I recall that usually DMA is a bit slower and is thus useful only if core has something else to do.

I guess DMA is always kind of "cycle-stealing". I think it never blocks the core totally away for the whole transfer. There is sense to it, because the system is not built around a central common bus. The processor gets instructions via a specific bus between the core and the flash accelerator (cache/queue), and DMACs have some specific buses to peripherals avoiding accesses via busmatrix. Also the core can access the same slave as the DMAC is using, during the time slots that DMAC is doing some "internal businesses".

You might be interested in this: https://www.st.com/content/ccc/resource/technical/document/application_note/47/41/32/e8/6f/42/43/bd/CD00160362.pdf/files/CD00160362.pdf/jcr:content/translations/en.CD00160362.pdf

thanks4opensource · ‎2019-12-26

Interleaved memory accesses, CPU and DMA, is the classic architecture, often without impact on the CPU because it only uses the bus part of the time. I'm just looking for confirmation/details on how the ST chips do it.

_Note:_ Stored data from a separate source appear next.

PR #162, opened 2021-01-05
MGMT-2403 retry mechanism for oc must-gather logs

slaviered:
Report back if oc-must gater command has failed and retry
for an hour to fetch the logs before aborting completely

This will give an opportunity for the newly formed cluster
to stabilize and evetually serve the gather pod

### DIFF
--- a/src/assisted_installer_controller/assisted_installer_controller.go
+++ b/src/assisted_installer_controller/assisted_installer_controller.go
@@ -39,6 +39,7 @@ var GeneralWaitInterval = generalWaitTimeoutInt * time.Second
 var generalProgressUpdateInt = 60 * time.Second
 var LogsUploadPeriod = 5 * time.Minute
 var WaitTimeout = 70 * time.Minute
+var NumRetrySendingLogs = 6
 
 // assisted installer controller is added to control installation process after  bootstrap pivot
 // assisted installer will deploy it on installation process
@@ -505,6 +506,7 @@ func (c controller) sendCompleteInstallation(isSuccess bool, errorInfo string) {
  **/
 func (c controller) uploadSummaryLogs(podName string, namespace string, sinceSeconds int64, isMustGatherEnabled bool) error {
 	var tarentries = make([]utils.TarEntry, 0)
+	var ok bool = true
 	ctx := utils.GenerateRequestContext()
 
 	if isMustGatherEnabled {
@@ -513,6 +515,8 @@ func (c controller) uploadSummaryLogs(podName string, namespace string, sinceSec
 			if entry, tarerr := utils.NewTarEntryFromFile(tarfile); tarerr == nil {
 				tarentries = append(tarentries, *entry)
 			}
+		} else {
+			ok = false
 		}
 	}
 
@@ -520,6 +524,8 @@ func (c controller) uploadSummaryLogs(podName string, namespace string, sinceSec
 	if podLogs, err := c.kc.GetPodLogsAsBuffer(namespace, podName, sinceSeconds); err == nil {
 		tarentries = append(tarentries,
 			*utils.NewTarEntry(podLogs, nil, int64(podLogs.Len()), fmt.Sprintf("%s.logs", podName)))
+	} else {
+		ok = false
 	}
 
 	if len(tarentries) == 0 {
@@ -543,9 +549,16 @@ func (c controller) uploadSummaryLogs(podName string, namespace string, sinceSec
 	err := c.ic.UploadLogs(ctx, c.ClusterID, models.LogsTypeController, pr)
 	if err != nil {
 		utils.RequestIDLogger(ctx, c.log).WithError(err).Error("Failed to upload logs")
+		return err
 	}
 
-	return err
+	if !ok {
+		msg := "Some Logs were not collected in summary"
+		c.log.Errorf(msg)
+		return errors.New(msg)
+	}
+
+	return nil
 }
 
 func (c controller) collectMustGatherLogs(ctx context.Context) (string, error) {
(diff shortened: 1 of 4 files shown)


src/assisted_installer_controller/assisted_installer_controller.go
```diff
@@ -585,9 +598,19 @@ func (c *controller) UploadLogs(ctx context.Context, cancellog context.CancelFun
...
 		select {
 		case <-ctx.Done():
+			var retry = 0
+			var err error
 			if podName != "" {
 				c.log.Infof("Upload final controller and cluster logs before exit")
-				_ = c.uploadSummaryLogs(podName, c.Namespace, controllerLogsSecondsAgo, status.HasError())
+				for {
+					err = c.uploadSummaryLogs(podName, c.Namespace, controllerLogsSecondsAgo, status.HasError())
+					if err == nil || retry >= NumRetrySendingLogs {
```
tsorya, line 607: no need, retry till it is running, why matters ?

src/assisted_installer_controller/assisted_installer_controller.go
```diff
@@ -543,9 +549,16 @@ func (c controller) uploadSummaryLogs(podName string, namespace string, sinceSec
 	err := c.ic.UploadLogs(ctx, c.ClusterID, models.LogsTypeController, pr)
 	if err != nil {
 		utils.RequestIDLogger(ctx, c.log).WithError(err).Error("Failed to upload logs")
+		return err
 	}
 
-	return err
+	if !ok {
+		msg := "Some Logs were not collected in summary"
```
tsorya, line 556: return error and print logs in UploadLogs , or log all the errors here

src/assisted_installer_controller/assisted_installer_controller.go
```diff
@@ -505,6 +506,7 @@ func (c controller) sendCompleteInstallation(isSuccess bool, errorInfo string) {
  **/
 func (c controller) uploadSummaryLogs(podName string, namespace string, sinceSeconds int64, isMustGatherEnabled bool) error {
 	var tarentries = make([]utils.TarEntry, 0)
+	var ok bool = true
```
tsorya, line 509: maybe better to change if lines :
tarfile, err := c.collectMustGatherLogs(ctx)
if err == nil {
			if entry, tarerr := utils.NewTarEntryFromFile(tarfile); tarerr == nil {
				tarentries = append(tarentries, *entry)
			}
		}
and then to return err and will be no need to have this bool?

src/assisted_installer_controller/assisted_installer_controller.go
tsorya: why not to use WaitForPredicate ? and just create local function as 
func() bool {
   err = c.uploadSummaryLogs(podName, c.Namespace, controllerLogsSecondsAgo, status.HasError())
   if err != nil {
   log.smth
}
return err == nil
}

slaviered: 10 seconds is too little. Even when it fails, the command takes a long time. I choose 5 minutes because it's the existing interval for collecting controller logs and it fits well with the times I see for the cluster to get ready

src/assisted_installer_controller/assisted_installer_controller.go
slaviered: No. I wanted the flow to be forgiving making the most of the logs collection and not stopping if one of the component fails. However, if one of them fails, I'd like to retry and therefore at the end, I return error to activate the retry mechanism

src/assisted_installer_controller/assisted_installer_controller.go
slaviered: I will use the predicate but as for the infinite retry I don't think it is good idea. we do want the controller to die at some point and not block forever. There is no guarantee that the oc makes it at all in some edge cases

src/assisted_installer_controller/assisted_installer_controller.go
tsorya: this is what i meant, i just think this var is not relevant , just take err and return it at the end

src/assisted_installer_controller/assisted_installer_controller.go
```diff
@@ -604,24 +623,21 @@ func (c *controller) UploadLogs(ctx context.Context, cancellog context.CancelFun
...
 			}
-			var err error
-			c.log.Info("Collecting Logs ....")
+
 			if status.HasError() {
-				//once error is detected in the flow, upload the full capacity of debugging logs
-				//and abort
-				c.log.Infof("Error detected... closing logs...")
+				c.log.Infof("Error detected. Closing logs and aborting...")
+				ticker.Stop()
```
tsorya, line 629: why we need ticker stop?

slaviered:
there are multiple errors possible , so I can not use err (it might be
overridden by all the calls that returned err) this is why I needed another
flag that once is raised, not get overridden

slaviered:
For good measures to make sure it will not get selected again in the outer
select statement

src/assisted_installer_controller/assisted_installer_controller.go
slaviered: For good measures to make sure it will not get selected again in the outer
select statement

src/assisted_installer_controller/assisted_installer_controller.go
tsorya: agree with u

src/assisted_installer_controller/assisted_installer_controller.go
```diff
@@ -587,7 +600,13 @@ func (c *controller) UploadLogs(ctx context.Context, cancellog context.CancelFun
 		case <-ctx.Done():
 			if podName != "" {
 				c.log.Infof("Upload final controller and cluster logs before exit")
-				_ = c.uploadSummaryLogs(podName, c.Namespace, controllerLogsSecondsAgo, status.HasError())
+				_ = utils.WaitForPredicate(WaitTimeout, LogsUploadPeriod, func() bool {
```
tsorya, line 603: looks much prettier as for me :)

src/assisted_installer_controller/assisted_installer_controller.go
tsorya: no need. till you are in case it will not be selected

PR #169, opened 2021-01-12
NO-ISSUE: Work to get images built in prow

djzager:
See https://github.com/openshift/release/pull/14728

### DIFF
--- a/Dockerfile.assisted-installer
+++ b/Dockerfile.assisted-installer
@@ -1,16 +1,19 @@
-FROM registry.svc.ci.openshift.org/ocp/builder:rhel-8-golang-1.15-openshift-4.7 AS builder
+FROM registry.svc.ci.openshift.org/openshift/release:golang-1.15 AS builder
 ENV GOFLAGS=-mod=mod
 WORKDIR /go/src/github.com/openshift/assisted-installer
+
+# Bring in the go dependencies before anything else so we can take
+# advantage of caching these layers in future builds.
+COPY go.mod go.mod
+COPY go.sum go.sum
+RUN go mod download
+
 COPY . .
 RUN make installer
 
 FROM registry.svc.ci.openshift.org/ocp/4.7:base
-ARG GIT_REVISION
-ARG QUAY_TAG_EXPIRATION
 
 COPY --from=builder /go/src/github.com/openshift/assisted-installer/build/installer /usr/bin/installer
 COPY --from=builder /go/src/github.com/openshift/assisted-installer/deploy/assisted-installer-controller /assisted-installer-controller
 
-LABEL "git_revision"=${GIT_REVISION}
-LABEL "quay.expires-after"=${QUAY_TAG_EXPIRATION}
 ENTRYPOINT ["/usr/bin/installer"]
--- a/Dockerfile.assisted-installer
+++ b/Dockerfile.assisted-installer
@@ -1,8 +1,16 @@
-FROM quay.io/centos/centos:centos8
-copy build/installer /
+FROM registry.svc.ci.openshift.org/ocp/builder:rhel-8-golang-1.15-openshift-4.7 AS builder
+ENV GOFLAGS=-mod=mod
+WORKDIR /go/src/github.com/openshift/assisted-installer
+COPY . .
+RUN make installer
+
+FROM registry.svc.ci.openshift.org/ocp/4.7:base
 ARG GIT_REVISION
-LABEL "git_revision"=${GIT_REVISION}
 ARG QUAY_TAG_EXPIRATION
+
+COPY --from=builder /go/src/github.com/openshift/assisted-installer/build/installer /usr/bin/installer
+COPY --from=builder /go/src/github.com/openshift/assisted-installer/deploy/assisted-installer-controller /assisted-installer-controller
+
+LABEL "git_revision"=${GIT_REVISION}
 LABEL "quay.expires-after"=${QUAY_TAG_EXPIRATION}
-add deploy/assisted-installer-controller /assisted-installer-controller/deploy
-ENTRYPOINT ["/installer"]
+ENTRYPOINT ["/usr/bin/installer"]
--- a/Makefile
+++ b/Makefile
@@ -10,7 +10,7 @@ NAMESPACE := $(or ${NAMESPACE},assisted-installer)
 GIT_REVISION := $(shell git rev-parse HEAD)
 PUBLISH_TAG := $(or ${GIT_REVISION})
 
-all: image image_controller image_controller_ocp unit-test
+all: build-images unit-test
 
 lint:
 	golangci-lint run -v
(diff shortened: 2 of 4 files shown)


Dockerfile.assisted-installer
```diff
@@ -1,8 +1,16 @@
-FROM quay.io/centos/centos:centos8
-copy build/installer /
+FROM registry.svc.ci.openshift.org/ocp/builder:rhel-8-golang-1.15-openshift-4.7 AS builder
+ENV GOFLAGS=-mod=mod
+WORKDIR /go/src/github.com/openshift/assisted-installer
+COPY . .
+RUN make installer
+
+FROM registry.svc.ci.openshift.org/ocp/4.7:base
```
YuviGold, line 7: What's wrong with `quay.io/centos/centos:centos8` ? :)

Dockerfile.assisted-installer
```diff
@@ -1,8 +1,16 @@
-FROM quay.io/centos/centos:centos8
-copy build/installer /
+FROM registry.svc.ci.openshift.org/ocp/builder:rhel-8-golang-1.15-openshift-4.7 AS builder
```
YuviGold, line 1: I see we're using mostly `registry.svc.ci.openshift.org/openshift/release:golang-1.15` on other places. Is there a difference?

On [assisted-service](https://github.com/openshift/assisted-service/blob/33090c305040b9202c7f84b4be9489568e79c84b/Dockerfile.assisted-service#L18-L24) for example. But then we empty `GOFLAGS`

Dockerfile.assisted-installer
```diff
@@ -1,8 +1,16 @@
...
+ENV GOFLAGS=-mod=mod
+WORKDIR /go/src/github.com/openshift/assisted-installer
+COPY . .
```
YuviGold, line 4: Maybe add only the required files (`src`, `go.mod`, `go.sum`) to reduce the image size and make caching work better. Alternatively, add a `.dockerignore` file

Dockerfile.assisted-installer
```diff
@@ -1,8 +1,16 @@
...
+
+FROM registry.svc.ci.openshift.org/ocp/4.7:base
 ARG GIT_REVISION
-LABEL "git_revision"=${GIT_REVISION}
 ARG QUAY_TAG_EXPIRATION
+
+COPY --from=builder /go/src/github.com/openshift/assisted-installer/build/installer /usr/bin/installer
+COPY --from=builder /go/src/github.com/openshift/assisted-installer/deploy/assisted-installer-controller /assisted-installer-controller
+
+LABEL "git_revision"=${GIT_REVISION}
```
YuviGold, line 14: iirc, Prow doesn't work well with Dockerfile arguments.
You can Remove the labels and pass them as part of the build process, without arguments.

For example on [assisted-service](https://github.com/openshift/assisted-service/blob/7aa360c9ac4ad66c1afddaf20b18a484a1070268/Makefile#L31)

Dockerfile.assisted-installer
```diff
@@ -1,8 +1,16 @@
...
+COPY . .
+RUN make installer
+
+FROM registry.svc.ci.openshift.org/ocp/4.7:base
 ARG GIT_REVISION
-LABEL "git_revision"=${GIT_REVISION}
 ARG QUAY_TAG_EXPIRATION
+
+COPY --from=builder /go/src/github.com/openshift/assisted-installer/build/installer /usr/bin/installer
+COPY --from=builder /go/src/github.com/openshift/assisted-installer/deploy/assisted-installer-controller /assisted-installer-controller
```
YuviGold, line 12: I think that the controller isn't needed, it is part of the 2nd image. no?

Makefile
```diff
@@ -10,7 +10,7 @@ NAMESPACE := $(or ${NAMESPACE},assisted-installer)
 GIT_REVISION := $(shell git rev-parse HEAD)
 PUBLISH_TAG := $(or ${GIT_REVISION})
 
-all: image image_controller image_controller_ocp unit-test
```
YuviGold, line 13: Please run `lint` and `format`

Makefile
```diff
@@ -10,7 +10,7 @@ NAMESPACE := $(or ${NAMESPACE},assisted-installer)
...
+all: build-images unit-test
 
 lint:
```
YuviGold, line 15: I think `lint` can include `format-check`. I don't see anyone calling it directly. Most of the time you would like one target to verify everything.

Makefile
```diff
@@ -29,34 +29,35 @@ unit-test: $(REPORTS)
...
 
-push_controller: image_controller
-	$(CONTAINER_COMMAND) push $(CONTROLLER)
-
-image_controller_ocp: build/controller_ocp
+controller-ocp-image:
 	GIT_REVISION=${GIT_REVISION} $(CONTAINER_COMMAND) build --build-arg GIT_REVISION -f Dockerfile.assisted-installer-controller-ocp . -t $(CONTROLLER_OCP)
 
-push_controller_ocp: image_controller_ocp
+push: installer-image
```
YuviGold, line 54: Let's keep the same naming convention. `push-installer`

YuviGold (commented):
Looks good! Some comments from previous experience when building assisted-service in Prow https://github.com/openshift/assisted-service/pull/86

Dockerfile.assisted-installer
djzager: I think this was a copy/paste error on my part. Will go back to `registry.svc.ci.openshift.org/openshift/release:golang-1.15` or have an answer as to why ;)

Dockerfile.assisted-installer
djzager: these `${PROJECT_ROOT}/deploy/assisted-installer-controller` are the deployment manifests for the controller right?

YuviGold: You are probably right. From the name, I thought it's an executable.

Makefile
djzager: We settled this, I believe, in our discussion offline and the openshift/release PR. I went ahead and added both `lint` and `format-check` to the `all` target so, by default, everything gets checked.

Dockerfile.assisted-installer
djzager: My reason for choosing this was to be more in-line with what we are doing downstream https://pkgs.devel.redhat.com/cgit/containers/assisted-installer/tree/Dockerfile?h=rhaos-4.6-rhel-8 
https://pkgs.devel.redhat.com/cgit/containers/assisted-installer-agent/tree/Dockerfile?h=rhaos-4.6-rhel-8

I know I have at least heard these debates rage on about which image to use. Any specific reason to avoid ocp 4.7 base? Should I pull in others to get feedback.

djzager:
/hold cancel

We may want to provide the necessary credentials to the jenkins server to be able to build images from registry.svc.ci.openshift.org.

YuviGold:
/retitle MGMT-3316 Work to get images built in prow

PR #172, opened 2021-01-13
MGMT-3612 Assisted-insatller should start the patch.service in case o…

tsorya:
…f single node


src/installer/installer.go
```diff
@@ -232,6 +233,8 @@ func (i *installer) startBootstrap() error {
 		if err != nil {
 			return err
 		}
+	} else {
+		servicesToStart = append(servicesToStart, "patch.service")
```
eranco74, line 237: Add a TODO for removing this once SNO is supported

eranco74 (commented):
/lgtm

PR #178, opened 2021-01-17
Bugfix set controller deployment files on /assisted-installer-controller/deploy

YuviGold:
Fixes https://github.com/openshift/assisted-installer/pull/169 changing controller deployment files to the correct directory.


YuviGold:
/retitle MGMT-3316 Bugfix set controller deployment files on /assisted-installer-controller/deploy

PR #190, opened 2021-01-24
MGTM-3751 retry to send controller logs from installer and recheck co…

tsorya:
…ntroller state

### DIFF
--- a/src/installer/installer.go
+++ b/src/installer/installer.go
@@ -42,6 +42,10 @@ const (
 )
 
 var generalWaitTimeout = 30 * time.Second
+var waitForControllerPodInterval = 5 * time.Second
+
+// retry sending logs for 5 minutes maximum
+var retryCounterUploadControllerLogs = (5 * time.Minute).Milliseconds() / waitForControllerPodInterval.Milliseconds()
 
 // Installer will run the install operations on the node
 type Installer interface {
@@ -465,6 +469,7 @@ func (i *installer) waitForController() error {
 		controllerPod := common.GetPodInStatus(kc, assistedControllerPrefix, assistedControllerNamespace,
 			map[string]string{"job-name": assistedControllerPrefix}, v1.PodRunning, i.log)
 		if controllerPod != nil {
+
 			// uploading logs here cause we will finish installing bootstrap in couple of seconds
 			// just didn't wanted to start handling this logic in other place
 			// controller must be running for at least couple of minutes before this code so it will cover 90% of the cases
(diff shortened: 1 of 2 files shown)


src/installer/installer.go
```diff
@@ -465,23 +469,29 @@ func (i *installer) waitForController() error {
...
 			// if we will see that it is not enough, we will change the place.
 			err = common.UploadPodLogs(kc, i.inventoryClient, i.ClusterID, controllerPod.Name, assistedControllerNamespace, common.ControllerLogsSecondsAgo, i.log)
 			// if failed to upload logs, log why and continue
 			if err != nil {
-				i.log.WithError(err).Warnf("Failed to upload controller logs")
+				if retryCounterUploadControllerLogs > 0 {
+					retryCounterUploadControllerLogs--
+					controllerPod = nil
+				}
+				i.log.WithError(err).Warnf("Failed to upload controller logs, left %d retries", retryCounterUploadControllerLogs)
```
eranco74, line 484:
```suggestion
				i.log.WithError(err).Warnf("Failed to upload controller logs, %d retries left", retryCounterUploadControllerLogs)
```

src/installer/installer.go
```diff
@@ -465,23 +469,29 @@ func (i *installer) waitForController() error {
 		controllerPod := common.GetPodInStatus(kc, assistedControllerPrefix, assistedControllerNamespace,
 			map[string]string{"job-name": assistedControllerPrefix}, v1.PodRunning, i.log)
 		if controllerPod != nil {
+
 			// uploading logs here cause we will finish installing bootstrap in couple of seconds
 			// just didn't wanted to start handling this logic in other place
 			// controller must be running for at least couple of minutes before this code so it will cover 90% of the cases
 			// if we will see that it is not enough, we will change the place.
 			err = common.UploadPodLogs(kc, i.inventoryClient, i.ClusterID, controllerPod.Name, assistedControllerNamespace, common.ControllerLogsSecondsAgo, i.log)
```
eranco74, line 477: I think this method needs some refactoring as well.
The log says that we fail to upload while we suspect that we failed to get the log from kube-apiserver.

tsorya: this method returns error, in the case we saw:
"Failed to get logs of pod assisted-installer-controller-p7pjv: Get \"https://192.168.50.122:10250/containerLogs/assisted-installer/assisted-installer-controller-p7pjv/assisted-installer-controller?sinceSeconds=3600\": open /etc/kubernetes/secrets/kube-apiserver-to-kubelet-client.crt: no such file or directory"

tsorya: than we just wrap it with one more message that is relevant for our specific case. We can though just print the error that returns from UploadPodLogs

PR #197, opened 2021-01-26
MGMT-3792 Move assisted-installer wait for joined master to look on h…

tsorya:
…ostname and not systemUUID

### DIFF
--- a/src/installer/installer.go
+++ b/src/installer/installer.go
@@ -581,11 +581,11 @@ func (i *installer) updateReadyMasters(nodes *v1.NodeList, readyMasters *[]strin
 		nodeNameAndCondition[node.Name] = node.Status.Conditions
 		for _, cond := range node.Status.Conditions {
 			if cond.Type == v1.NodeReady && cond.Status == v1.ConditionTrue &&
-				!funk.ContainsString(*readyMasters, node.Status.NodeInfo.SystemUUID) {
+				!funk.ContainsString(*readyMasters, node.Name) {
 				ctx := utils.GenerateRequestContext()
 				log := utils.RequestIDLogger(ctx, i.log)
 				log.Infof("Found a new ready master node %s with id %s", node.Name, node.Status.NodeInfo.SystemUUID)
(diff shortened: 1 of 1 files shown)


src/installer/installer.go
```diff
@@ -581,11 +581,11 @@ func (i *installer) updateReadyMasters(nodes *v1.NodeList, readyMasters *[]strin
 		nodeNameAndCondition[node.Name] = node.Status.Conditions
 		for _, cond := range node.Status.Conditions {
 			if cond.Type == v1.NodeReady && cond.Status == v1.ConditionTrue &&
-				!funk.ContainsString(*readyMasters, node.Status.NodeInfo.SystemUUID) {
+				!funk.ContainsString(*readyMasters, node.Name) {
```
ohadlevy, line 584: are we assuming that name is unique at this point already?
should we warn or do anything with the fact the uuid is not unique?

eranco74: I think this is orthogonal.
We don't know what are the consequences in case the UUID is not unique.
We should look into it and If it's an issue we will add validation in the assisted-service that will block the installation.
So far the installation fails just because the assisted installer assumed the system UUID is unique.
This Pr fix that.

ohadlevy: would a combination of uuid and mac address might be better? or perhaps comparing multiple entries to identify a machine is really unique ? (name, uuid, mac, ip?)

eranco74: >are we assuming that name is unique at this point already?
Yes, we set the hostname prior to the reboot, here we get it from k8s (the node is already a part of the cluster)

tsorya: i think that no matter what we must save as key value that we correlate with assisted.
All the validations we are making in the code are with hostname but key is systemUUID for unknown reason.
I want all our checks to be consistent, if we validate hostname inside controller, we need to use hostname inside installer. If we check what host we are going to update status for with hostname , we need to save hostname as key

PR #198, opened 2021-01-27
NO-ISSUE Use error.wrap instead of creating a new error

eranco74:


src/ignition/ignition.go
```diff
@@ -29,11 +29,11 @@ func NewIgnition() *ignition {
 func (i *ignition) ParseIgnitionFile(path string) (*config31types.Config, error) {
 	configBytes, err := ioutil.ReadFile(path)
 	if err != nil {
-		return nil, errors.Errorf("error reading file %s: %v", path, err)
+		return nil, errors.Wrapf(err, "error reading file %s", err)
```
bogdando, line 32: "error reading file %s", path?

eranco74: #199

Assembly code would be appropriate mainly for my case #1, where the CPU is doing the transfer without using any DMA capabilities. I'd be looking for any optimizations the compiler didn't generate, like using the ARM opcodes that load/store multiple registers in one instruction. But again I don't know if they provide any speed boost as the process might be limited by memory bandwidth, not instruction execution.

In my use-case I can't prepare a next buffer while DMA is transferring the first. The application needs to read the data in the first before deciding if and what to transfer next.

thanks4opensource · ‎2019-12-26

Yes, the complications involved in using DMA are only justified if the application needs the speed boost it provides. DMA certainly does make the code less portable.

I should have mentioned that my transfers are maximum 64 bytes in length, and often shorter. I do realize there's a point where the number of CPU instructions to do the loop (or unroll it) is less than that required to setup (and wait for) DMA. That's part of the cost/benefit equation I'm trying to solve.

thanks4opensource · ‎2019-12-26

Thanks. I'll go through the AN2548 DMA Application Note again to see if I can understand it better. I did know that in general there are different memories, busses and bus masters, etc.

Very interesting that you say: "I recall that usually DMA is a bit slower and is thus useful only if core has something else to do." I have always thought that it was faster -- that the DMA controller did data reads and writes, driven by a hardware state machine, at the maximum speed of the bus compared to the CPU which has to do at least instruction decode and execute (if not also fetch) between each read and write. Again, as per comments above, this is how DMA can do its work without impacting the CPU on the same bus (because it's using bus cycles that the CPU isn't using anyway).

S.Ma · ‎2019-12-26

A microcontroller is hardly a data router, soon or later the data moved around or not will have to be processed and this will be by the core.

Just make the transfer with some added value... DMA can't access CCM memory when it exists, so if you want to increase your SW complexity and increase debug time of your projects (not in microseconds here)...

S.Ma · ‎2019-12-26

Anyway, I would create a function for memcpy with both DMA and Core options so the choice is open and things can move along.

MikeDB · ‎2019-12-26

I'm sure someone has more complex examples where unrolling made an ARM processor faster, but the only time I've found it helps is when summing all the elements of a small to medium sized array or similar simple tasks. For Intel conversely unrolling often helps.